PR #854, opened 2020-10-06
ci(release): use gh workflow to manually release and push

markov00:
## Summary

With the idea of dismiss Travis CI for release, I'm adding a new gh workflow that can be manually triggered and do both release and gh pages deploy.

I'm using this https://github.com/marketplace/actions/github-pages-action for deploy.
Few security tokens need to be added for `semantic-release` before merging on master

### DIFF
--- a/.github/workflows/auto_release.yaml
+++ b/.github/workflows/auto_release.yaml
@@ -1,0 +1,38 @@
+name: Publish release
+
+on:
+  workflow_dispatch:
+    branches:
+      - master
+
+jobs:
+  release_package:
+    runs-on: ubuntu-latest
+
+    steps:
+      - uses: actions/checkout@v2
+      - name: Use Node.js
+        uses: actions/setup-node@v1
+        with:
+          node-version: '10.x'
+      - uses: bahmutov/npm-install@HEAD
+      - name: Build check
+        run: yarn build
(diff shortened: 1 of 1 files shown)


.github/workflows/auto_release.yaml
```diff
@@ -0,0 +1,38 @@
...
+      - name: Testing
+        run: yarn test --ci
+      - name: Semantic-Release
+        run: yarn semantic-release
+      - name: Build static storybook
+        run: yarn storybook:build
+      - name: Deploy
+        uses: peaceiris/actions-gh-pages@v3
+        with:
+          github_token: ${{ secrets.GITHUB_TOKEN }}
```
nickofthyme, line 36: These secrets are built into github?

nickofthyme (approved):
LGTM 🎉

.github/workflows/auto_release.yaml
markov00: it should be https://github.com/marketplace/actions/github-pages-action#%EF%B8%8F-set-runners-access-token-github_token
> GitHub Actions runner automatically creates a GITHUB_TOKEN secret to use in your workflow. You can use the GITHUB_TOKEN to authenticate in a workflow run.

### Instructions for the task
Nothing but a number is needed: the count of lines above that contain "secrets".

### Expected answer
2